## [WORK REQUIRED]
I'd like every record written out again, exactly as it is.

━━━ MATERIAL SUPPLIED

PR #1177, opened 2025-04-28
Changed td_transfer() parameters from uint8_t uint_fast8_t

hechtus:
On the Z1013 platform which is compiled with fcc this fixes a signed/unsigned issue of the statement

    uint8_t dev = minor >> 4

fcc seems to get confused with 8/16 bit or signed unsigned which breaks the statement above. It's possibly a fcc issue.

### DIFF
--- a/Kernel/dev/tinydisk.c
+++ b/Kernel/dev/tinydisk.c
@@ -20,7 +20,7 @@ uint8_t td_unit[CONFIG_TD_NUM];
 td_xfer td_op[CONFIG_TD_NUM];
 td_ioc td_iop[CONFIG_TD_NUM];
 
-static int td_transfer(uint8_t minor, bool is_read, uint8_t rawflag)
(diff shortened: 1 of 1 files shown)


EtchedPixels:
An unsigned char should get promoted to int then shifted.  The compiler wasn't clearing the upper half of the value before the shift in some cases so shifted junk into the top of the resulting byte. I've pushed a compiler fix.

hechtus:
Thanks! Your commit seems to fix this particular issue. But there is still something wrong I need to investigate further.

hechtus:
Strangely, your fix seems to have side effects. Now I'm getting a "no /init" panic. That was not an issue before.

EtchedPixels:
Not surprised - it means the compiler is taking some quite different paths and helpers so it's probably showing up bugs elsewhere that I will need to trace when I get some time.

━━━━━━

## [TASK OUTPUT]
PR #1177, opened 2025-04-28
Changed td_transfer() parameters from uint8_t uint_fast8_t

hechtus:
On the Z1013 platform which is compiled with fcc this fixes a signed/unsigned issue of the statement

    uint8_t dev = minor >> 4

fcc seems to get confused with 8/16 bit or signed unsigned which breaks the statement above. It's possibly a fcc issue.

### DIFF
--- a/Kernel/dev/tinydisk.c
+++ b/Kernel/dev/tinydisk.c
@@ -20,7 +20,7 @@ uint8_t td_unit[CONFIG_TD_NUM];
 td_xfer td_op[CONFIG_TD_NUM];
 td_ioc td_iop[CONFIG_TD_NUM];
 
-static int td_transfer(uint8_t minor, bool is_read, uint8_t rawflag)
(diff shortened: 1 of 1 files shown)


EtchedPixels:
An unsigned char should get promoted to int then shifted.  The compiler wasn't clearing the upper half of the value before the shift in some cases so shifted junk into the top of the resulting byte. I've pushed a compiler fix.

hechtus:
Thanks! Your commit seems to fix this particular issue. But there is still something wrong I need to investigate further.

hechtus:
Strangely, your fix seems to have side effects. Now I'm getting a "no /init" panic. That was not an issue before.

EtchedPixels:
Not surprised - it means the compiler is taking some quite different paths and helpers so it's probably showing up bugs elsewhere that I will need to trace when I get some time.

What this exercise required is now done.